**Records shown**
PR #974, opened 2022-01-22
Fix error: cannot be converted to 'PyString'

HazemMeqdad:
### Summary
Fix the TypeError: 'int' object cannot be converted to 'PyString'

### Checklist

### DIFF
--- a/examples/simple_dashboard/simple_dashboard.py
+++ b/examples/simple_dashboard/simple_dashboard.py
@@ -58,7 +58,7 @@ rillrate.install()
 bot = Bot(token=os.environ["BOT_TOKEN"])
 
 
-values = list(range(0, 256 + 1, 32))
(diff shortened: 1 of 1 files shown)


examples/simple_dashboard/simple_dashboard.py
```diff
@@ -58,7 +58,7 @@ def __init__(self, **kwargs: Any) -> None:
 bot = Bot(token=os.environ["BOT_TOKEN"])
 
 
-values = list(range(0, 256 + 1, 32))
+values = [str(i) for i in list(range(0, 256 + 1, 32))]
```
davfsa, line 61:
```suggestion
values = [str(i) for i in range(0, 256 + 1, 32)]
```

davfsa (approved):
Ty!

**Aim of the task**
Tally every line in the listing above that contains "converted", then state only the total.

**Task solution**
2